§ Saved entries:
>>>>>

PR #6733, opened 2023-01-18
Short-cut rules where possible & relax reasoner planner orderings

krishnangovindraj:
We revise the criteria for a constraint to be dependent on a variable being bound. This refines the search-space of the reasoner planner to include more legal plans, and allows an optimisation for reasoning involving relations playing roles in other relations.

In certain cases during reasoning, we can determine that all answers for a given constraint have already been computed. In such cases, we can bypass inference and simply look up the answers.

* Loosen the criteria for resolvable dependencies:
  * A resolvable _r_ is only dependent on a variable _v_ if : 
      1. _v_ is 'generated' by some other concludable in the conjunction AND
      2. _r_ contains a constraint involving `v`
      3. no constraint in _r_  generates values for `v` 
      * (Currently, predicates are the only constraints which can involve a variable but not generate inferred values for it)
  * Negations remain dependent on variables which occur unnegated in conjunction(s) which contain it.    
* `RecursivePlanner` no longer relaxes dependencies to generate orderings when it cannot schedule any resolvable.
* `ConcludableProcessor.Match` will not trigger rules (i.e. create conclusion processors upstream)  if the answer is already guaranteed to be materialised. It will create instead do a traversal which includes inferred concepts.

### DIFF
--- a/reasoner/controller/ConcludableController.java
+++ b/reasoner/controller/ConcludableController.java
@@ -72,7 +72,7 @@ public abstract class ConcludableController<INPUT, OUTPUT,
 
     @Override
     public void setUpUpstreamControllers() {
-        iterate(registry().logicManager().applicableRules(concludable).entrySet()).forEachRemaining( ruleAndUnifiers -> {
+        iterate(registry().logicManager().applicableRules(concludable).entrySet()).forEachRemaining(ruleAndUnifiers -> {
                 Rule rule = ruleAndUnifiers.getKey();
                 Driver<? extends ConclusionController<INPUT, ?, ?>> controller = registerConclusionController(rule);
                 conclusionControllers.put(rule.conclusion(), controller);
@@ -200,11 +200,7 @@ public abstract class ConcludableController<INPUT, OUTPUT,
             this.requestedConnections = new HashSet<>();
         }
 
-        @Override
-        public void setUp() {
-            setHubReactive(fanInFanOut(this));
-            // TODO: Add a find first optimisation when all variables are bound
-            mayAddTraversal(false);
+        void addRules() {
             conclusionUnifiers.forEach((conclusion, unifiers) -> {
                 unifiers.forEach(unifier -> unifier.unify(bounds).ifPresent(boundsAndRequirements -> {
                     InputPort<INPUT> inputPort = createInputPort();
@@ -229,7 +225,6 @@ public abstract class ConcludableController<INPUT, OUTPUT,
         protected abstract REQ createRequest(Reactive.Identifier identifier, Conclusion conclusion,
                                              ConceptMap bounds);
 
-        protected abstract void mayAddTraversal(boolean includeInferred);
 
         private void mayRequestConnection(REQ conclusionRequest) {
             if (!requestedConnections.contains(conclusionRequest.id())) {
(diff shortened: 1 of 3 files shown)


reasoner/controller/ConcludableController.java
```diff
@@ -180,20 +180,22 @@ protected Driver<ConclusionController.Explain> registerConclusionController(Rule
...
+        final ConceptMap bounds;
         private final Set<Variable.Retrievable> unboundVars;  // TODO: Can just use a boolean to indicate if fully bound
         private final Map<Conclusion, Set<Unifier>> conclusionUnifiers;
         private final Set<Identifier> requestedConnections;
         final java.util.function.Supplier<FunctionalIterator<ConceptMap>> traversalSuppplier;
 
         Processor(Driver<PROCESSOR> driver,
                   Driver<? extends AbstractController<?, INPUT, OUTPUT, REQ, PROCESSOR, ?>> controller,
-                  Context context, ConceptMap bounds,
+                  Concludable concludable, Context context, ConceptMap bounds,
```
flyingsilverfin, line 192: Concludable should come after context

reasoner/controller/ConcludableController.java
```diff
@@ -241,22 +243,33 @@ private void mayRequestConnection(REQ conclusionRequest) {
...
+
+
+            @Override
+            public void setUp() {
+                // TODO: Add a find first optimisation when all variables are bound
+                if (concludable.isRelation() && concludable.generating().isPresent() && bounds.contains(concludable.generating().get().id())) {
+                    // Optimisation: If we know the relation instance, just do a lookup.
+                    setHubReactive(fanInFanOut(this));
+                    mayAddTraversal(true);
+                } else {
```
flyingsilverfin, line 264: we can generalise this optimisation:
```
                if (concludable.isInferredAnswer(bounds)) {
                    // don't trigger rules ever
                    if (!bounds are fully binding concludable) {
                        mayAddTraversal(true);
                    } else {
                        return singleton bounds as answer
                    }
                } else {
                    mayAddTraversal(false);
                    triggerRules();
                }
```

you'll need to add `Concludable.isAnswer` which returns true if the concept map provided is an answer that fits as either an inferred or non-inferred answer

reasoner/planner/ReasonerPlanner.java
```diff
@@ -95,38 +101,47 @@ Plan getPlan(CallMode callMode) {
 
     abstract Plan computePlan(CallMode callMode);
 
+    private static boolean isDependency(Resolvable<?> resolvable, Variable v) {
```
flyingsilverfin, line 104: put below the user

reasoner/controller/ConcludableController.java
krishnangovindraj: It comes before in the controller constructor. Should I change both?

reasoner/planner/ReasonerPlanner.java
```diff
@@ -95,38 +101,47 @@ Plan getPlan(CallMode callMode) {
...
+
+        // Add dependency between negateds and shared variables
+        Set<Variable> unnegatedVars = iterate(resolvables).filter(r -> !r.isNegated()).flatMap(r -> iterate(r.variables())).toSet();
+        iterate(resolvables).filter(Resolvable::isNegated)
+                .forEachRemaining(resolvable -> deps.get(resolvable).addAll(intersection(resolvable.variables(), unnegatedVars)));
+
+        // Add dependency for resolvable to any variables for which it can't (independently) generate all satisfying values
+        iterate(resolvables).filter(resolvable -> !resolvable.isNegated())
+                .forEachRemaining(resolvable -> deps.get(resolvable).addAll(
+                        iterate(resolvable.variables()).filter(ReasonerPlanner::hasNoGeneratingConstraint).toSet()
```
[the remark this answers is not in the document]
krishnangovindraj: The RHS part doesn't seem to hold. 

The BDD scenario "a rule can be applied based on concept inequality" has a query
```
        $value isa! retailer;
        $unwantedValue isa! retailer;
        $x has $value;
        $y has $unwantedValue;
        $unwantedValue "Ocado";
        $value != $unwantedValue;
```
which is (strangely) planned to be:
1. `Concludable: $y has $unwantedValue;`
2. `Retrievable: $value != $unwantedValue;`
3. `Concludable: $x has $value;` 

2 being a separate retrievable is part of the problem. Another problem is a weak planning of predicates and the connectedness approach to planning.

reasoner/planner/RecursivePlanner.java
```diff
@@ -373,10 +374,6 @@ private void porDFS(Stack<Resolvable<?>> currentPath, Set<Variable> currentBound
                     .filter(r -> ReasonerPlanner.dependenciesSatisfied(r, currentBoundVars, dependencies) && !sleepSet.contains(r))
                     .toList();
 
-            if (enabled.isEmpty()) {
-                enabled = iterate(remaining).filter(r -> !r.isNegated() && !sleepSet.contains(r)).toList();
```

<<<<<

§ PROBLEM DESCRIPTION: Could you transcribe the entries above word for word, from the line with "Driver<? extends ConclusionController<INPUT, ?, ?>>" down to the line with "conclusionUnifiers.forEach((conclusion, unifiers) ->", keeping both?

§ ANSWER SPACE:
                 Driver<? extends ConclusionController<INPUT, ?, ?>> controller = registerConclusionController(rule);
                 conclusionControllers.put(rule.conclusion(), controller);
@@ -200,11 +200,7 @@ public abstract class ConcludableController<INPUT, OUTPUT,
             this.requestedConnections = new HashSet<>();
         }
 
-        @Override
-        public void setUp() {
-            setHubReactive(fanInFanOut(this));
-            // TODO: Add a find first optimisation when all variables are bound
-            mayAddTraversal(false);
+        void addRules() {
             conclusionUnifiers.forEach((conclusion, unifiers) -> {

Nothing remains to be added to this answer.